## [Records drawn from a dataset]
::::
PR #222, opened 2026-05-09
fix(transcript): add chatShowToolCalls user setting to honour issue #118

### LINKED ISSUE #118: Add option to fully hide tool calls from chat view (not just collapse them)
## Problem
When using Claude Code in Nimbalyst, the chat view fills with tool call rows (Read, Bash, Grep, ToolSearch, TodoWrite, Skill, etc.) — even with the `showToolCalls: false` setting in `ai-settings.json`, the rows still appear in collapsed form. For users who only care about the conversation between themselves and the agent, this clutters the view and makes it hard to scroll back through the actual dialogue.

## Proposed solution
A toggle (toolbar button or keybind) to fully hide tool call rows in the chat view, leaving only user messages and assistant text responses. Could be:
- A view-level toggle in the chat panel header (eye icon, or "compact / conversation-only" mode)
- A keybind such as `Ctrl+Shift+T`
- Or honoring the existing `showToolCalls: false` setting more strictly so rows are removed from the DOM, not just collapsed

## Alternatives considered
- The `showToolCalls: false` setting in `ai-settings.json` is already off but rows still render collapsed.
- Manually scrolling past them — works for short sessions, breaks down on long ones with many tool calls.

## Additional context
Use case: non-technical operators who use Nimbalyst as a chat interface and don't need to see the underlying tool plumbing. In a typical session, 25+ collapsed tool-call rows can separate two short conversational messages, making it hard to find the actual dialogue.

ademczuk:
## Summary

Fixes #118. Reporter on the issue set `showToolCalls: false` in `ai-settings.json` expecting tool-call rows to disappear from the chat view, but they kept rendering as collapsed bars.

## Why the original approach (single-flag) was wrong

The existing `showToolCalls` field is **dev-mode-only**:
- Default `false` in the electron-store schema (with comment "Hidden by default, developer mode only").
- The UI toggle in `AgentFeaturesPanel` is gated behind an `{isDevelopment && ...}` block.

Naively making the chat view honour `showToolCalls` from the atom (as the original draft of this PR did) would silently hide tool rows for **every** production user after upgrade, since their stored value is the default `false`. The reporter who manually set `false` is a power user; the rest of the user base never sees the toggle.

I caught this on a second-pass review, moved the PR back to draft, and reworked.

## What this PR does (approach A)

Adds a separate user-facing `chatShowToolCalls: boolean` (default `true`) that the chat transcript routes through. The dev-only `showToolCalls` field is untouched.

**Main-process schema and IPC** (`packages/electron/src/main/services/ai/AIService.ts`):
- New `chatShowToolCalls` boolean in the electron-store schema with `default: true`.
- Parallel reads in `ai:getSettings` and `ai:getEffectiveSettings`, parallel write block in `ai:saveSettings`.

**Renderer atom** (`packages/electron/src/renderer/store/atoms/appSettings.ts`):
- `AIDebugSettings` interface gains `chatShowToolCalls: boolean`.
- Default `true` in `defaultAIDebugSettings` and `initAIDebugSettings`.
- Persisted via the existing debounced `scheduleAIDebugPersist`.
- New `chatShowToolCallsAtom` slice export, peer to `showToolCallsAtom`.

**UI toggle** (`packages/electron/src/renderer/components/Settings/AgentFeaturesPanel.tsx`):
- "Show Tool Calls in Chat" toggle placed in the always-visible Agent Features section (NOT in the `isDevelopment` block).
- The existing dev-only "Show All Tool Calls" toggle is unchanged and stays in `Developer Options`.

**Chat transcript routing** (`packages/electron/src/renderer/components/UnifiedAI/SessionTranscript.tsx`):
- Reads `chatShowToolCallsAtom` and passes it into `initialSettings.showToolCalls` (replaces the hardcoded `true`).

**Renderer guards** (`packages/runtime/src/ui/AgentTranscript/components/RichTranscriptView.tsx`):
- Two render paths previously called `renderToolCard` unconditionally:
  1. Orphan tool cards (tool ran but no following assistant message yet).
  2. `toolMessagesBefore` cards rendered alongside the next assistant turn.
- Both now check `settings.showToolCalls` and skip non-interactive tools when off.
- Interactive widgets (`ToolPermission`, `ExitPlanMode`, `AskUserQuestion`, `GitCommitProposal`) always render so the user can act on prompts even when tool rows are hidden.
- `INTERACTIVE_WIDGET_TOOLS` is lifted from an inline array (line 1848 on main) to a module-scope `Set`, reused at all three guard sites.

## Behaviour table

| User state | Before | After |
|---|---|---|
| Hasn't touched setting (default) | sees tool rows | sees tool rows (default `true`) |
| Manually set `chatShowToolCalls: false` in `ai-settings.json` (reporter on #118) | sees tool rows | tool rows hidden, interactive widgets still shown |
| Has dev mode on + toggles dev-only `showToolCalls` | unchanged | unchanged |

## Test plan

- [x] `tsc --noEmit` clean across `packages/runtime` + `packages/electron` (3 pre-existing `@dnd-kit/*` module-resolution errors are unrelated to this PR; same on `upstream/main`).
- [x] `npm run test:unit -- --run packages/runtime/src/ui/AgentTranscript/components/__tests__/TranscriptWidgets.test.tsx`: 57/57 pass.
- [ ] Manual: fresh install, agent session with tool calls visible by default.
- [ ] Manual: toggle off in Agent Features, agent session shows no tool rows but `ToolPermission`/`ExitPlanMode`/`AskUserQuestion`/`GitCommitProposal` widgets still render and accept input.
- [ ] Manual: set `chatShowToolCalls: false` directly in `~/.claude/ai-settings.json`, confirm matches the in-app toggle off.

## Notes

- Default `true` preserves UX for every existing user who hasn't touched the setting. The migration safety pattern (`?? true` in `initAIDebugSettings`) handles users whose stored settings predate this field.
- The original draft's "honour the existing dev-only field" approach was wrong. Walked back, reworked. Greg, I commented this rationale on the original draft (Sat 09:18Z) and proposed approach A; absent a different opinion this is what shipped.

Closes #118.

### DIFF
--- a/CHANGELOG.md
+++ b/CHANGELOG.md
@@ -9,7 +9,7 @@ and this project adheres to [Semantic Versioning](https://semver.org/spec/v2.0.0
 ## [Unreleased]
 
 ### Added
-<!-- New features go here -->
+- Honour a new user-facing `chatShowToolCalls` setting in `ai-settings.json` (default `true`) so the AI chat view can hide tool-call rows entirely instead of just collapsing them. The original `showToolCalls` field stays a developer-mode-only toggle (default `false`, gated behind `isDevelopment` in `AgentFeaturesPanel`), so production users get a discoverable "Show Tool Calls in Chat" toggle in Agent Features that defaults to on. The renderer's tool-row guards in `RichTranscriptView` (orphan-tool path and `toolMessagesBefore` path) consume the new value flowing through `initialSettings.showToolCalls`. Interactive tool widgets (`ToolPermission`, `ExitPlanMode`, `AskUserQuestion`, `GitCommitProposal`) always render so the user can still act on prompts even when tool rows are hidden. Default `true` preserves UX for everyone who has not manually set the value. Fixes #118.
 
 ### Changed
 <!-- Changes to existing functionality go here -->
--- a/packages/electron/src/main/services/ai/AIService.ts
+++ b/packages/electron/src/main/services/ai/AIService.ts
@@ -429,6 +429,10 @@ export class AIService {
             type: 'boolean',
             default: false  // Hidden by default, developer mode only
           },
+          chatShowToolCalls: {
+            type: 'boolean',
+            default: true  // User-facing chat toggle; defaults true to preserve current UX
+          },
           aiDebugLogging: {
             type: 'boolean',
             default: false  // Hidden by default, developer mode only
@@ -2570,6 +2574,7 @@ export class AIService {
       const apiKeys = this.getSettingsStore().get('apiKeys', {}) as Record<string, string>;
       const providerSettings = this.getNormalizedProviderSettings();
       const showToolCalls = this.getSettingsStore().get('showToolCalls', false) as boolean;
+      const chatShowToolCalls = this.getSettingsStore().get('chatShowToolCalls', true) as boolean;
       const aiDebugLogging = this.getSettingsStore().get('aiDebugLogging', false) as boolean;
       const showPromptAdditions = this.getSettingsStore().get('showPromptAdditions', false) as boolean;
       const showUsageIndicator = this.getSettingsStore().get('showUsageIndicator', true) as boolean;
@@ -2592,6 +2597,7 @@ export class AIService {
         apiKeys: this.maskApiKeys(apiKeys),
         providerSettings,
         showToolCalls,
+        chatShowToolCalls,
         aiDebugLogging,
         showPromptAdditions,
         showUsageIndicator,
@@ -2689,6 +2695,10 @@ export class AIService {
 
       if (settings.showToolCalls !== undefined) {
         this.getSettingsStore().set('showToolCalls', settings.showToolCalls);
+      }
+
+      if (settings.chatShowToolCalls !== undefined) {
+        this.getSettingsStore().set('chatShowToolCalls', settings.chatShowToolCalls);
       }
 
       if (settings.aiDebugLogging !== undefined) {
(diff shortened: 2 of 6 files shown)


ademczuk:
Hey @ghinkle, the chat view fix for #118. Two render paths in RichTranscriptView were calling renderToolCard unconditionally, plus SessionTranscript hardcoded showToolCalls=true. Settings panel checkbox now actually does what it says.

ademczuk:
@ghinkle moving this to draft. Self-caught a regression on second-pass review before you merged.

## What I missed

`showToolCalls` is gated as dev-mode-only by `AgentFeaturesPanel.tsx:229` (the toggle lives inside an `isDevelopment` block). Schema at `AIService.ts:428-431` has `default: false` with the comment "Hidden by default, developer mode only". Production users never see this toggle, never set the value, and `getSettingsStore().get('showToolCalls', false)` returns false for all of them.

Today the chat view hardcodes `initialSettings.showToolCalls: true`, which is why production users still see tool rows even though their stored value is false. My PR makes the chat view honor that hidden default-false, which means **every production user would silently lose tool-call rows after upgrade**. That's the opposite of a bug fix.

The reporter on #118 is a power user who manually wrote `showToolCalls: false` into `ai-settings.json`. Their explicit intent should be honored. Production users who never touched the setting should not have their chat silently transformed.

## Proposed re-do

Two approaches, both safer than what I shipped:

**A. New chat-facing setting.** Add a separate `chatShowToolCalls: boolean` defaulted to `true` in both main (`AIService.ts`) and renderer (`appSettings.ts`), expose a non-dev-mode toggle in a sensible Settings panel, and route the chat view through that. Leave the existing `showToolCalls` dev-only field alone for what it actually means in your model. Reporter's `chatShowToolCalls: false` in ai-settings.json works, default-true preserves current UX for everyone else.

**B. Dev-mode gate in the chat view.** Honor `showToolCalls` from the renderer atom only when `isDevelopment` is true. Production users keep current UX (always show), dev users get the working toggle. Reporter on #118 would need to be in dev mode for their explicit-false to take effect, which probably isn't what they want.

I think A is the right answer. I'll rework the PR against A unless you have a different opinion.

The renderer changes in `RichTranscriptView` (orphan path + `toolMessagesBefore` guard, `INTERACTIVE_WIDGET_TOOLS` lifted to module scope) are still useful regardless of which setting drives them, so I'll keep that part.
::::
## [Try it]
Ascertain the number of lines in the entries that include the word "actually", and report only that number.

## [Your response]
2